How would one go about implementing the algorithm? It seems to me that I could find all the combinations (2^6) which would be sets and then determine which sets have all the Muts. The set with the smallest number of IDnumbers is then the minimal set.

That kind of brute force may work but it would be horribly inefficient. My real world case is not enormous, I have 43 unique Muts (not the nine in the example) and ~2000 IDnumbers, but I am thinking that would take some time to run because 2^2000 is pretty darn big...

Thanks!


Solution

  • Here's an approach which calculates a bitmask of Mut values for each IDNumber, then uses a recursive CTE to generate all the possible combinations which complete the set. The code outputs all the possible IdNumber combinations which give the final result, excluding those where one or more IdNumber is redundant in a combination (such as 1,2,3,4,5,6 in the sample data set).

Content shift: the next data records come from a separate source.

PR #324, opened 2024-11-27
Expose statement type, parameter type, and parameter name

fanyang01:
This PR is part 2 of #310. Based on the code review feedback for #310, error handling has been improved by checking for uninitialized `Stmt`, detecting out-of-bounds indices, and reporting closed statements.

@taniabogatsch

### DIFF
--- a/statement.go
+++ b/statement.go
@@ -15,6 +15,39 @@ import (
 	"unsafe"
 )
 
+type StmtType C.duckdb_statement_type
+
+const (
+	DUCKDB_STATEMENT_TYPE_INVALID      StmtType = C.DUCKDB_STATEMENT_TYPE_INVALID
+	DUCKDB_STATEMENT_TYPE_SELECT       StmtType = C.DUCKDB_STATEMENT_TYPE_SELECT
+	DUCKDB_STATEMENT_TYPE_INSERT       StmtType = C.DUCKDB_STATEMENT_TYPE_INSERT
+	DUCKDB_STATEMENT_TYPE_UPDATE       StmtType = C.DUCKDB_STATEMENT_TYPE_UPDATE
+	DUCKDB_STATEMENT_TYPE_EXPLAIN      StmtType = C.DUCKDB_STATEMENT_TYPE_EXPLAIN
+	DUCKDB_STATEMENT_TYPE_DELETE       StmtType = C.DUCKDB_STATEMENT_TYPE_DELETE
+	DUCKDB_STATEMENT_TYPE_PREPARE      StmtType = C.DUCKDB_STATEMENT_TYPE_PREPARE
+	DUCKDB_STATEMENT_TYPE_CREATE       StmtType = C.DUCKDB_STATEMENT_TYPE_CREATE
+	DUCKDB_STATEMENT_TYPE_EXECUTE      StmtType = C.DUCKDB_STATEMENT_TYPE_EXECUTE
+	DUCKDB_STATEMENT_TYPE_ALTER        StmtType = C.DUCKDB_STATEMENT_TYPE_ALTER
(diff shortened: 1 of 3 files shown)


statement.go
```diff
@@ -15,6 +15,39 @@ import (
 	"unsafe"
 )
 
+type StmtType C.duckdb_statement_type
+
+const (
+	DUCKDB_STATEMENT_TYPE_INVALID      StmtType = C.DUCKDB_STATEMENT_TYPE_INVALID
```
taniabogatsch, line 21: Let's make this consistent with the types in `type.go`. I.e, let's not repeat the package name `DUCKDB_`:
```Go
STATEMENT_TYPE_INVALID      StmtType = C.DUCKDB_STATEMENT_TYPE_INVALID
```

statement.go
```diff
@@ -49,6 +82,55 @@ func (s *Stmt) NumInput() int {
 	return int(paramCount)
 }
 
+// ParamName returns the name of the parameter at the given index (1-based).
+func (s *Stmt) ParamName(n int) (string, error) {
+	if s.closed {
+		return "", errClosedStmt
```
taniabogatsch, line 88: Since these are helper functions, as in, they are not part of Go's sql driver interface, we might want to wrap their errors in an API error, like we do for `TypeInfo`.
```Go
func NewTypeInfo(t Type) (TypeInfo, error) {
	name, inMap := unsupportedTypeToStringMap[t]
	if inMap && t != TYPE_ANY {
		return nil, getError(errAPI, unsupportedTypeError(name))
	}
// ...
```

statement_test.go
```diff
@@ -73,9 +184,104 @@ func TestPrepareQueryNamed(t *testing.T) {
...
+		// require.Equal(t, TYPE_VARCHAR, paramType)
+		require.Equal(t, TYPE_INVALID, paramType)
+		require.NoError(t, err)
+
+		paramType, err = stmt.ParamType(2)
+		// Will be fixed in the next release.
+		// https://github.com/duckdb/duckdb/pull/14952
+		// require.Equal(t, TYPE_INTEGER, paramType)
+		require.Equal(t, TYPE_INVALID, paramType)
+		require.NoError(t, err)
```
taniabogatsch, line 242: Let's put a `FIXME` here with a link to an issue (can you open one?). So we don't forget to come back to this.

taniabogatsch (changes requested):
Hey @fanyang01, thanks for the second part of your original PR! :) I just had a look and only left a few nits w.r.t. the error handling. Otherwise, this should be good to go.

statement.go
fanyang01: Done

statement.go
fanyang01: Done, although I don't fully understand why we should wrap the error, as the true error will be suppressed by the `getError` function. This formatting with `%s` prevents us from using `errors.Is` in the tests.

statement_test.go
fanyang01: `require.Equal(t, TYPE_INVALID, paramType)` will fail when upgrading to the new DuckDB version, ensuring that we won't overlook this.

fanyang01:
@taniabogatsch Thank you very much for the detailed review :) I have updated the PR.

statement.go
taniabogatsch: Ah, this is indeed a shortcoming of `getError`... It should probably use [`errors.Join`](https://cs.opensource.google/go/go/+/go1.23.4:src/errors/join.go;l=19). Thanks for pointing that out! Would you prefer we keep the original error (until this is addressed in `getError`)?

fanyang01: Yes, `errors.Join` will solve the problem. I have reverted the error-wrapping changes.

taniabogatsch (approved):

    To convert this to work with your real data, the major difference is going to be that you'll almost certainly need to find another mechanism to assign bit values to Mut values. (I can cheat a bit here and calculate the bit values by manipulating the decimal ASCII code for each Mut letter - POWER(2,ASCII(Mut) - 64)).

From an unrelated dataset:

PR #325, opened 2024-11-27
Getters and setters for the JSON type

taniabogatsch:
cc @marcboeker, this might break some backward compatibility, as we no longer assume that every `JSON` column scan returns a `string.` Instead, we return the respective JSON interface. This aligns with the duckdb CLI.

### DIFF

    DECLARE @myTable TABLE (
        IDnumber int,
        Mut varchar(1))
    
    INSERT @myTable VALUES 
        (1,'A'),(1,'B'),(1,'C'),(1,'D'),
        (2,'A'),(2,'C'),(2,'D'),
        (3,'A'),(3,'B'),(3,'F'),(3,'Z'),
        (4,'A'),(4,'B'),(4,'E'),(4,'F'),
        (5,'Y'),
        (6,'X'),(6,'Z')
    
    -- calculate the target bitmask
    DECLARE @target bigint = (  SELECT SUM(POWER(2,ASCII(Mut) - 64))
                                FROM    (SELECT DISTINCT Mut FROM @myTable) AS x
                             )
    
    ;WITH baseCTE
    AS
    (
        --calculate a starting bitmask for each ID
        SELECT IDnumber, sum(mutbit) AS bitmask 
        FROM    (SELECT DISTINCT IDnumber, CAST(POWER(2,ASCII(Mut) - 64) AS bigint) AS mutbit FROM @myTable) AS x
        GROUP BY IDnumber
    )
    ,recCTE
    AS
    (
        SELECT IDnumber, bitmask, CAST(IdNumber AS varchar(max)) AS trail, 1 AS lev
        FROM baseCTE
        UNION ALL
        SELECT b.IDnumber, b.bitmask | r.bitmask, CAST(CONCAT(r.trail,',',b.IDnumber) AS varchar(max)), r.lev + 1
        FROM recCTE AS r
        JOIN baseCTE AS b
        ON b.IDnumber > r.IDnumber
        WHERE b.bitmask | r.bitmask <> r.bitmask --ignore combinations which don't add any new Mut values
    )
    SELECT trail, lev 
    FROM recCTE
    WHERE bitmask = @target
    ORDER BY lev
    

    NB. SQL Server bitwise operators only work where one or other value is of an integer type, so this solution is restricted to 64 distinct Mut values (where the mask is a bigint) - to get it to work beyond that, you'd have to use a custom bitwise comparator (possibly using the CLR). However, since the question mentions that you have 43 Mut values, it might work for you for now.